Data records —
◇ ◇ ◇

PR #467, opened 2023-06-15
Add logger and macros for development

pvdrz:
This PR adds a new feature `"dev"` that can be used to emit logs for development purposes to the file specified by the `SUDO_DEV_LOGS` environment variable (or to `/tmp/sudo-dev.log` if the variable is not defined). It also adds logging macros that are no-ops when `"dev"` is disabled.

It also adds some logging for the `exec` crate.

This can be used to debug sudo while running tests in docker by running `docker exec <HASH> cat /tmp/sudo-dev.log`.

**Pull Request Checklist**

### DIFF
--- a/sudo/lib/exec/monitor.rs
+++ b/sudo/lib/exec/monitor.rs
@@ -13,14 +13,14 @@ use crate::system::{
 };
 
 use signal_hook::consts::*;
-#[cfg(feature = "dev")]
-use signal_hook::low_level::signal_name;
 
 use super::{
     backchannel::{MonitorBackchannel, MonitorMessage, ParentMessage},
     event::{EventClosure, EventDispatcher},
     io_util::{retry_while_interrupted, was_interrupted},
 };
+#[cfg(feature = "dev")]
+use super::{cond_fmt, signal_fmt};
 
 // FIXME: This should return `io::Result<!>` but `!` is not stable yet.
 pub(super) fn exec_monitor(
@@ -160,8 +160,8 @@ impl<'a> MonitorClosure<'a> {
 fn send_signal<const FROM_PARENT: bool>(signal: c_int, command_pid: ProcessId) {
     dev_info!(
         "sending {}{} to command",
-        signal_name(signal).unwrap_or("unknown signal"),
-        if FROM_PARENT { " from parent" } else { "" }
+        signal_fmt(signal),
+        cond_fmt(" from parent", FROM_PARENT),
     );
     // FIXME: We should call `killpg` instead of `kill`.
     match signal {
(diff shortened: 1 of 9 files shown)


sudo/lib/log/mod.rs
```diff
@@ -45,6 +74,21 @@ impl SudoLogger {
             .build();
 
         logger.add_logger("sudo::user", stderr_logger);
+        #[cfg(feature = "dev")]
+        {
+            let path = option_env!("SUDO_DEV_LOGS")
+                .map(|s| s.into())
+                .unwrap_or_else(|| std::env::temp_dir().join("sudo-dev.log"));
```
japaric, line 81: maybe this could include the PID and/or timestamp in the name so that multiple sudo invocations don't overwrite the last file

sudo/lib/exec/monitor.rs
```diff
@@ -103,7 +118,9 @@ impl<'a> MonitorClosure<'a> {
 
         // Put the command in its own process group.
         let command_pgrp = command_pid;
-        setpgid(command_pid, command_pgrp).ok();
+        if let Err(_err) = setpgid(command_pid, command_pgrp) {
```
japaric, line 121: does this need the underscore prefix because you get a warning when the dev feature is disabled?

sudo/lib/exec/monitor.rs
```diff
@@ -130,29 +148,33 @@ impl<'a> MonitorClosure<'a> {
...
-                std::thread::sleep(Duration::from_secs(2));
-                kill(command_pid, SIGKILL).ok();
-            }
-            signal => {
-                // Send the signal to the command.
-                kill(command_pid, signal).ok();
-            }
+}
+/// Send a signal to the command.
+fn send_signal<const FROM_PARENT: bool>(signal: c_int, command_pid: ProcessId) {
```
japaric, line 160: is there a reason for making `FROM_PARENT` a const generic instead of a regular argument? I personally consider turbofish syntax something that should be used sparingly and instead one should rely on type inference whenever possible.

japaric (approved):
left some comments / suggestion but otherwise LGTM

sudo/lib/exec/monitor.rs
pvdrz: I like the idea of not relying in optimizations for stuff like this, on the other hand, the from_parent thing is only used under the dev feature so it might be irrelevant to use a const here

sudo/lib/exec/monitor.rs
pvdrz: @japaric do you think there's a way to avoid the warning and the underscore that effectively lets this be a noop if dev is disabled?

japaric: normally I would write
``` rust
if cfg!(feature = "dev") {
    // do stuff with macro args
}
```

instead of 
``` rust
#[cfg(feature = "dev")]
{
    // do stuff with macro args
}
```
which has the problem you are observing.

if that's not possible, I guess the other option is to put a bunch of `drop` in the other branch of the conditional :sweat_smile: 
``` rust
#[cfg(not(feature = "dev"))]
{
   $(drop(&$arg);)*
}
```

PR #468, opened 2023-06-15
Use `fork` and `exec` for the command

pvdrz:

This PR uses `fork` and `Command::exec` to run the command instead of using `Command::spawn`. This is done because we need to set the command's process group as the foreground process group for the terminal and we cannot execute the command until it is set. 

We cannot use `Command::pre_exec` to wait for the foreground process group to be set before executing the command because the monitor process will get stuck as `Command::spawn` will block until all the `Command::pre_exec` closures are executed. 

This PR also adds the new concept of "exit reason" for the event loop. The main difference between an exit and a break is that setting the loop to break will stop the loop after the current callback is done, meanwhile setting the loop to exit will stop the loop after all the callbacks for the events that have already been polled are done. Meaning that "exit" is the "nice" way to stop the event loop.

This is another chunk of #363 and it is blocked by #467.

**Pull Request Checklist**

### DIFF
--- a/sudo/lib/exec/backchannel.rs
+++ b/sudo/lib/exec/backchannel.rs
@@ -4,14 +4,13 @@ use std::{
     mem::size_of,
     os::{
         fd::{AsRawFd, RawFd},
-        unix::{net::UnixStream, process::ExitStatusExt},
+        unix::net::UnixStream,
     },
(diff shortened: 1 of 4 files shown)


japaric (approved):
LGTM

◇ ◇ ◇

Requirement — Filter the records above for "there" and copy every matching line.

Solution to this problem —
japaric, line 160: is there a reason for making `FROM_PARENT` a const generic instead of a regular argument? I personally consider turbofish syntax something that should be used sparingly and instead one should rely on type inference whenever possible.
pvdrz: @japaric do you think there's a way to avoid the warning and the underscore that effectively lets this be a noop if dev is disabled?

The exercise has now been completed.